#### Records for processing:
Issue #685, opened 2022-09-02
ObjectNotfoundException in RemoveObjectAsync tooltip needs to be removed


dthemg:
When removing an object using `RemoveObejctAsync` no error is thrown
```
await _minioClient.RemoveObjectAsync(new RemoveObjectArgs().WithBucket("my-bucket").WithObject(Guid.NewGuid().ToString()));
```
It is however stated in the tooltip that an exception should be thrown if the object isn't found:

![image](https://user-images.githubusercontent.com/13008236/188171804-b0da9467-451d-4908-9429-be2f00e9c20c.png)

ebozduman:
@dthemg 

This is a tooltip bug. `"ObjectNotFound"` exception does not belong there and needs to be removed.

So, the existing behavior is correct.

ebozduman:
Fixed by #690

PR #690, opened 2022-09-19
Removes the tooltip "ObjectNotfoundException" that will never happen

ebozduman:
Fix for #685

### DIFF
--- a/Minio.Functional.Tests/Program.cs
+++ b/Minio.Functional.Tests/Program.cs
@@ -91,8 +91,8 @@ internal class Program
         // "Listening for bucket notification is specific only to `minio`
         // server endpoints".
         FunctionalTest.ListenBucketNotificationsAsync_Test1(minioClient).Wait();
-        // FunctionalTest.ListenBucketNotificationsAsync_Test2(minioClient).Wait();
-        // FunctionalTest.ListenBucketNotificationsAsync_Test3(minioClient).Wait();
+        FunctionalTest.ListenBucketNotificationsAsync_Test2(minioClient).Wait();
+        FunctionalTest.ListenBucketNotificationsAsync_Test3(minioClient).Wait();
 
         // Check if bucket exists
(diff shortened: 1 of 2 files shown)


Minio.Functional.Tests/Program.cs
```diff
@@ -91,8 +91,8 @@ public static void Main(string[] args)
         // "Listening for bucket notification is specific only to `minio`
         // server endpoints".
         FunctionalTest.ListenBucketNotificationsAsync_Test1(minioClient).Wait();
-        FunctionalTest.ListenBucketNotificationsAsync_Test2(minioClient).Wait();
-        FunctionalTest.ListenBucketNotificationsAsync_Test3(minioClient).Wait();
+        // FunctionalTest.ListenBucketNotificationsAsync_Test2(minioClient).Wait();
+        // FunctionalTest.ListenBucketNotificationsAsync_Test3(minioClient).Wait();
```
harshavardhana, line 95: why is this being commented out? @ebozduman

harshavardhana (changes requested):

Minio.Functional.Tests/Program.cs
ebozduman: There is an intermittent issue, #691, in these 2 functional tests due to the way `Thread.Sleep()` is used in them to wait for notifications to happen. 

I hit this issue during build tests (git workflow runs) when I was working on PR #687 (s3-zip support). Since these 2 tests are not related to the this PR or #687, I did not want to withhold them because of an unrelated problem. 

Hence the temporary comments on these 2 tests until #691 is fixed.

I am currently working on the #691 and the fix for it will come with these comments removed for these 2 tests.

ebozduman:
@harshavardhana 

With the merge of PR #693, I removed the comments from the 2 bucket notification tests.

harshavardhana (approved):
---
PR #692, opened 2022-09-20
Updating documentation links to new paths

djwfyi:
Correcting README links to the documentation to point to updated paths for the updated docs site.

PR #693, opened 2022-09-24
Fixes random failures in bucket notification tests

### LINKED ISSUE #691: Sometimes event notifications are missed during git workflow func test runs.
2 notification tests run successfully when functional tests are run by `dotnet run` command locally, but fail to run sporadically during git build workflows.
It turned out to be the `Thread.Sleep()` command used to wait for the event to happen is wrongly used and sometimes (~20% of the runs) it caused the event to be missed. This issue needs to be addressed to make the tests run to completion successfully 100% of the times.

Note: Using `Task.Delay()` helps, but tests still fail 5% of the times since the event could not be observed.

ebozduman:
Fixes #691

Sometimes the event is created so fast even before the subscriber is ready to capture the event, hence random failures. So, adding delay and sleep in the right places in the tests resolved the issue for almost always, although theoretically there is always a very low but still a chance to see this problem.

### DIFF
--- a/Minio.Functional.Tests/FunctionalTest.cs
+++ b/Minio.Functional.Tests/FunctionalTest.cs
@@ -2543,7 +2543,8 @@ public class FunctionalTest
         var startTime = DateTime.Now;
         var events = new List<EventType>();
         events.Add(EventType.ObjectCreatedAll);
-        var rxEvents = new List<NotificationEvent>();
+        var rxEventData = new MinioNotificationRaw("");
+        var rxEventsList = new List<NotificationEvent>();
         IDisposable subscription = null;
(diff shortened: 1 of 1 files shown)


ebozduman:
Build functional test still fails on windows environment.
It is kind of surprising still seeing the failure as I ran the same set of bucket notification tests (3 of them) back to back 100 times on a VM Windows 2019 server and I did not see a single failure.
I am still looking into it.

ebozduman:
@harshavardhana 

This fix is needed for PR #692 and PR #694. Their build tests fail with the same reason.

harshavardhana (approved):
==
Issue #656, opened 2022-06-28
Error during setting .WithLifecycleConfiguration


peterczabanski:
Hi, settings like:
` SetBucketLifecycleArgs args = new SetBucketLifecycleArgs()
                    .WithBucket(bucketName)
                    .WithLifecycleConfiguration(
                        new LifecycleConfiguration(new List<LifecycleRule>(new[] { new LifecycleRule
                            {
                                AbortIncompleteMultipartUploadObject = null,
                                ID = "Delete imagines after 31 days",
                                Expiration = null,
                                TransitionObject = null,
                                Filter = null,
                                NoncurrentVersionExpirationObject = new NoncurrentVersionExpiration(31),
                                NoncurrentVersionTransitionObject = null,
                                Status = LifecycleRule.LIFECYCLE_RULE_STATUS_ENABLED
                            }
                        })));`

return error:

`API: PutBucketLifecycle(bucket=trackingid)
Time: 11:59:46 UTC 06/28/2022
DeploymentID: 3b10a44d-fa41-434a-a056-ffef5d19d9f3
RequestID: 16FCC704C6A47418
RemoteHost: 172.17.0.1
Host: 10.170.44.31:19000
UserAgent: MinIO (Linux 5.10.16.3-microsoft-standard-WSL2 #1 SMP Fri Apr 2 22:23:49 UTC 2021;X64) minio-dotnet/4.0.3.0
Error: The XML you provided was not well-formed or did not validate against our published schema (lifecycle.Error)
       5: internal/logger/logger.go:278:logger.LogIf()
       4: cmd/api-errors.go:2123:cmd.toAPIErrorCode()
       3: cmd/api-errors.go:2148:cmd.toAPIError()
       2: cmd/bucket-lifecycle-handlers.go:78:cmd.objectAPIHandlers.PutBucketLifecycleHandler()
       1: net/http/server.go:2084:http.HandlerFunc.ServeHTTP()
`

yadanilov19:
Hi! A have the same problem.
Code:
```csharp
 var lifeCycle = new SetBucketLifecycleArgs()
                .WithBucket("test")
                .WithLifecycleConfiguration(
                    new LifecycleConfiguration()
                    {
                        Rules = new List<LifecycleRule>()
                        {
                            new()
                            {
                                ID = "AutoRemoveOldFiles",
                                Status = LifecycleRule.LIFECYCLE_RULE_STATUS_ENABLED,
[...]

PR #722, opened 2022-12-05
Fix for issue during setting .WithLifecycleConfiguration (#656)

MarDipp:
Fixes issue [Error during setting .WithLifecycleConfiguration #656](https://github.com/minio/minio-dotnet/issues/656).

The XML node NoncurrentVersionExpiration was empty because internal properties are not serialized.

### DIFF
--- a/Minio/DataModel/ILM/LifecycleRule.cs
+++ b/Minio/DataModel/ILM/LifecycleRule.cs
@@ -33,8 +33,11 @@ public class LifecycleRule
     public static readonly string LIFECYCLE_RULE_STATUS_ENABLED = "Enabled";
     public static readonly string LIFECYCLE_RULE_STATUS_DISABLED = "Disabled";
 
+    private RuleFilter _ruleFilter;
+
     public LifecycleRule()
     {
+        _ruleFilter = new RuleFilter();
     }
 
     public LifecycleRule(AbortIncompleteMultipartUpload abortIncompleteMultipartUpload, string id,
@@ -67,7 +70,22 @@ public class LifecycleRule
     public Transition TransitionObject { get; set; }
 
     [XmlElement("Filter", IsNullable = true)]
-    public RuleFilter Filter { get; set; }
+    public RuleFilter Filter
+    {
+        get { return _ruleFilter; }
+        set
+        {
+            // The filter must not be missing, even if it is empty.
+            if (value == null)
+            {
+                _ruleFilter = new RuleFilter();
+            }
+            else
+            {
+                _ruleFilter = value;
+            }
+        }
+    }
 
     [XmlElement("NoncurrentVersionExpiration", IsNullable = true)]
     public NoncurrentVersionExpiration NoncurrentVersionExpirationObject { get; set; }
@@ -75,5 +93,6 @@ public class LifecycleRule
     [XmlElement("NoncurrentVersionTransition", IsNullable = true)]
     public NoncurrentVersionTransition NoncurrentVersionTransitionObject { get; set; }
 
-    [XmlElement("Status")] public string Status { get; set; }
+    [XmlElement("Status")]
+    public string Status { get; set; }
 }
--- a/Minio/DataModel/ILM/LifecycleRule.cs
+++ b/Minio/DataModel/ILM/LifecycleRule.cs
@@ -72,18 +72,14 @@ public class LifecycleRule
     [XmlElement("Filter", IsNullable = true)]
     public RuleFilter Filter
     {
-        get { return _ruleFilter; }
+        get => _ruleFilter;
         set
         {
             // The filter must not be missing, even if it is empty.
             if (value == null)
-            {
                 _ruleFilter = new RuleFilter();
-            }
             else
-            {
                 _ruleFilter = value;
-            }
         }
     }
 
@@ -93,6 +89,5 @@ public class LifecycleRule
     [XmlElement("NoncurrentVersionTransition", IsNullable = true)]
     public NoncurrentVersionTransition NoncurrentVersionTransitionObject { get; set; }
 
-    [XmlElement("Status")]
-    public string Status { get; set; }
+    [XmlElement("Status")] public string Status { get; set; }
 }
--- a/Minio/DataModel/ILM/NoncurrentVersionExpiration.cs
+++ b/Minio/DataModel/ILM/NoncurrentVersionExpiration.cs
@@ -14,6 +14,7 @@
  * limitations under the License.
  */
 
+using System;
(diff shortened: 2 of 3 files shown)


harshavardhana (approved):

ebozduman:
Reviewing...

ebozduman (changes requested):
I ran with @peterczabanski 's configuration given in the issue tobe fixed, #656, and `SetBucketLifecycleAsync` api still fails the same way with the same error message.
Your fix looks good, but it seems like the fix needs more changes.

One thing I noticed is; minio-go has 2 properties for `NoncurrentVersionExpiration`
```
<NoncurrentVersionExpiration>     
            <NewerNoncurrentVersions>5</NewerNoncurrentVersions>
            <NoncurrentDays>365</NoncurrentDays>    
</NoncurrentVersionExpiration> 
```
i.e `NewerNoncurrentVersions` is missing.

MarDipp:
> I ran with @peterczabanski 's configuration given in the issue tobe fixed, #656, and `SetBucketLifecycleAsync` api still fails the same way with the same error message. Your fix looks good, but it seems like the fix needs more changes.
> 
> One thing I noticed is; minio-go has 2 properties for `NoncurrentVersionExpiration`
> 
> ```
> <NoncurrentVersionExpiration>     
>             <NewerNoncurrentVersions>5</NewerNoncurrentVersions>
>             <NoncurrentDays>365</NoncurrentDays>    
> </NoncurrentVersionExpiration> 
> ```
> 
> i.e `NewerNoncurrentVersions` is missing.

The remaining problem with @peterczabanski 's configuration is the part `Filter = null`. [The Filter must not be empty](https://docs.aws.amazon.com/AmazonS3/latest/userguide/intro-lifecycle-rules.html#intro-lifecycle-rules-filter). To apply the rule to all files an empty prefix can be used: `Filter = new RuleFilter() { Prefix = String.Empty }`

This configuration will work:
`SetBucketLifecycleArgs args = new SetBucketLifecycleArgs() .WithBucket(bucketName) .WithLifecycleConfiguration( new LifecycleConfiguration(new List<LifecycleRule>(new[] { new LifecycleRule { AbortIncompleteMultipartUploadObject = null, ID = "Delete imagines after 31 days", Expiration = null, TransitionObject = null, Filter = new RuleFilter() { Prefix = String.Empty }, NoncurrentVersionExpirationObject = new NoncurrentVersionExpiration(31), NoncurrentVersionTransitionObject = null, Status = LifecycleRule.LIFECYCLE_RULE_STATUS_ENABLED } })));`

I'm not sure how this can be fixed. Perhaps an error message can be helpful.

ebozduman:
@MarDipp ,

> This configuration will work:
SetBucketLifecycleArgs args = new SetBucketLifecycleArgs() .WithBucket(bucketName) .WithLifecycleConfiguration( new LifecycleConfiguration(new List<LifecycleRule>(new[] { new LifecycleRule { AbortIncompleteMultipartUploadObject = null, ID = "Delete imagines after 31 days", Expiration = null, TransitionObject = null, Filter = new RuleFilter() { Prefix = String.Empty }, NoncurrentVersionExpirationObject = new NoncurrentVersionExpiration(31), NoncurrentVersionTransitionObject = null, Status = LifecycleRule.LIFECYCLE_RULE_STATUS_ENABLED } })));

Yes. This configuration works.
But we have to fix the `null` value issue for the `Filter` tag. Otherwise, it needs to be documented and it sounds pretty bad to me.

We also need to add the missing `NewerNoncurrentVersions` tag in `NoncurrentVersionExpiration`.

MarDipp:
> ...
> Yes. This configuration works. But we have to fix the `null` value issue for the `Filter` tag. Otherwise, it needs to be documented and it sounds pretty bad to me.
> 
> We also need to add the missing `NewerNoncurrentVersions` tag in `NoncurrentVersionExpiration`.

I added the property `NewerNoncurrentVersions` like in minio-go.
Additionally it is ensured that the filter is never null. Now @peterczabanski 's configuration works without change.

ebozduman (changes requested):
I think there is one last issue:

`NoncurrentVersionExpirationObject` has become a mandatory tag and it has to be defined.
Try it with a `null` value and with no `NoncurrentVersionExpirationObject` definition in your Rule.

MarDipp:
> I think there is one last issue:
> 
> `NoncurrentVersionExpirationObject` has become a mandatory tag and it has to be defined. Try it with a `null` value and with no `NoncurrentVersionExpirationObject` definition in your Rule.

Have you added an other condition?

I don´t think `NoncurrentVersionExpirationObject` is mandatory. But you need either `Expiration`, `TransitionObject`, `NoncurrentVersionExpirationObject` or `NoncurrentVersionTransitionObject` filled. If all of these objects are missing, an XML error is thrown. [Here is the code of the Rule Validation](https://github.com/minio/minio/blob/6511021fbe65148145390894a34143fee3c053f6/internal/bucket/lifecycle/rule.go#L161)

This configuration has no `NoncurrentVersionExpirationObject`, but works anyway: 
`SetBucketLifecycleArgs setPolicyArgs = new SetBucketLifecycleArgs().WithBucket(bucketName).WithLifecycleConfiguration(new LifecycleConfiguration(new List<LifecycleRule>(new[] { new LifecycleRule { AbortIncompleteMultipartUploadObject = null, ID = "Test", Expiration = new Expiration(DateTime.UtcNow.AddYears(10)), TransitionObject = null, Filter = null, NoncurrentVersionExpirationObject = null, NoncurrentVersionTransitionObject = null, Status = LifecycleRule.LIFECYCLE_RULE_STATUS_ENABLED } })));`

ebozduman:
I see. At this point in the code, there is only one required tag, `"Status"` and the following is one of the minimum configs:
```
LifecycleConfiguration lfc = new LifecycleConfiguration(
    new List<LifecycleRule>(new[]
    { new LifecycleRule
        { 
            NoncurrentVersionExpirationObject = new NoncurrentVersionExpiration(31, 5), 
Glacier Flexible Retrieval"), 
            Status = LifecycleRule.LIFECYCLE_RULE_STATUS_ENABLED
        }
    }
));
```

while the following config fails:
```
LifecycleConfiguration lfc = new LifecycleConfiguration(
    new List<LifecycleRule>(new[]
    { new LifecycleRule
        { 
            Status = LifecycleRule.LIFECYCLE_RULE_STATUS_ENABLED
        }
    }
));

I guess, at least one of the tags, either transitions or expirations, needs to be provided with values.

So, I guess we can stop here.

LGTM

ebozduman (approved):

#### What to produce:
Search the material for the word "missed" and copy every matching line.

#### Worked solution:
### LINKED ISSUE #691: Sometimes event notifications are missed during git workflow func test runs.
It turned out to be the `Thread.Sleep()` command used to wait for the event to happen is wrongly used and sometimes (~20% of the runs) it caused the event to be missed. This issue needs to be addressed to make the tests run to completion successfully 100% of the times.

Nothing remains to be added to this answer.